Late one night recently, I was rinsing off (pre-washing) a few things in the kitchen sink before placing them in the dishwasher. I don’t like to leave dirty dishes and the like in the kitchen when I retire for the evening and go to bed. I’m like that about a lot of things. Several years ago when working with a congregation and while I was teaching an auditorium class, I used myself as an illustration. I was conveying my daughter’s book about the four basic personality types – their strengths, weaknesses, biblical characters who seemed to have the various personalities and how we ought to make self-improvements. I remember my illustration and the reaction that it drew from one elderly sister in Christ. I said that if my shoes weren’t lined up in the closet before I went to bed that I couldn’t sleep at night; it was somewhat of an exaggeration for the purpose of emphasis, but not far from fact. The old sister belted out from the back of the room, “You’re Weird!” Quite possibly, she and I represented two of those four different personality types.
Anyway, in passing empty glasses, plates and tableware through my hands under the water before placing them in the dishwasher, I paused and reflected upon the butter knife that I was holding. It was shiny, metal, solid and real, as one might observe in contrast to disposable utensils or even less tangible items like thoughts or the wind. As physical and concretely existing as I found the butter knife over which I was pondering, it occurred to me that the time was coming when not the butter knife or anything else in this terrestrial world would be real or even exist any longer.
When there are no more days because there is no more earth, moon, sun or universe (2 Peter 3:10), neither will there be any longer grief, sorrow, pain, death and crying (Revelation 21:4). “The last enemy that will be destroyed is death” (1 Corinthians 15:26 NKJV). Not even our bodies as we presently know them will persist after what we now call “real” no longer really matters.
So when this corruptible has put on incorruption, and this mortal has put on immortality, then shall be brought to pass the saying that is written: “Death is swallowed up in victory.” “O Death, where is your sting? O Hades, where is your victory?” …thanks be to God, who gives us the victory through our Lord Jesus Christ. Therefore, my beloved brethren, be steadfast, immovable, always abounding in the work of the Lord, knowing that your labor is not in vain in the Lord. (1 Corinthians 15:54-58)
Despite clutching that hard, steel butter knife, more durable is the invisible soul within me, as well as the souls within every other human inhabitant on planet earth (Ecclesiastes 12:7). In fact, just one soul is more precious than amassed into a single lump all of the material prosperity of this sphere that we mortals call home (Matthew 16:26). Especially “…since all these things will be dissolved, what manner of persons ought you to be in holy conduct and godliness?” (2 Peter 3:11). Where should the children of God place the focus of their lives? “For the grace of God that brings salvation has appeared to all men, teaching us that, denying ungodliness and worldly lusts, we should live soberly, righteously, and godly in the present age, looking for the blessed hope and glorious appearing of our great God and Savior Jesus Christ” (Titus 2:11-13). Yes, we would do well to be “looking for and hastening the coming of the day of God, because… the heavens will be dissolved, being on fire, and the elements will melt with fervent heat” (2 Peter 3:12).
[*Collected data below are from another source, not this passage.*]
PR #506, opened 2026-07-05
feat(opcua): route alarms to distinct faults by message substring

### LINKED ISSUE #505: opcua: route same-source alarms to distinct faults by message text
The opcua plugin's `event_alarms` mappings route events to distinct fault codes by `condition_name`, `source_node`, or `event_type`. Some PLCs emit many alarms that share all three and differ only by the Message text - notably a Siemens S7-1500 FB whose Program_Alarms all surface under one AlarmConditionType EventType and one SourceNode. Those alarms currently collapse into a single fault because no mapping field distinguishes them.

### Proposal
Add a `match_message` field to `event_alarms[].mappings`: a case-sensitive substring match on the event Message, AND-combined with the existing matchers. An alarm whose Message contains the substring routes to the mapping's `fault_code`; unmatched events fall back to the source-level `fault_code`.

### Acceptance
A config with two mappings differing only by `match_message` routes two alarms that share one EventType/SourceNode to two distinct fault codes by their text.

mfaferek93:
Adds a `match_message` field to `event_alarms[].mappings` - a case-sensitive substring match on the event Message, AND-combined with the existing `condition_name` / `source_node` / `event_type` matchers. This lets one OPC UA source route alarms that share an EventType and SourceNode (e.g. Program_Alarms from one Siemens S7-1500 FB) to distinct SOVD faults by their text.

Dear Reader, what is more real to you, a butter knife and such, or things eternal? Have you prioritized your life to seek the kingdom of God foremost (Matthew 6:33)? Do your friends, family, coworkers or classmates perceive that you are a Christian pilgrim on a spiritual journey, daily trudging onward and upward toward a city “whose builder and maker is God” (Hebrews 11:10)? The true purpose of our lives is manifest in our speech, in our actions, by in what we invest our time and by on what we spend our money.
A thousand thousand years from now, that butter knife, if I recall it at all, will be merely a dim memory – representative of what I once thought was real as I squeezed it in my hand on one lonely, melancholy evening. From where, though, will I be should that reminiscent thought pop into my consciousness – in heaven with God or in hell separated from God (Matthew 25:46; 2 Thessalonians 1:9)? Dear Reader, where will you be?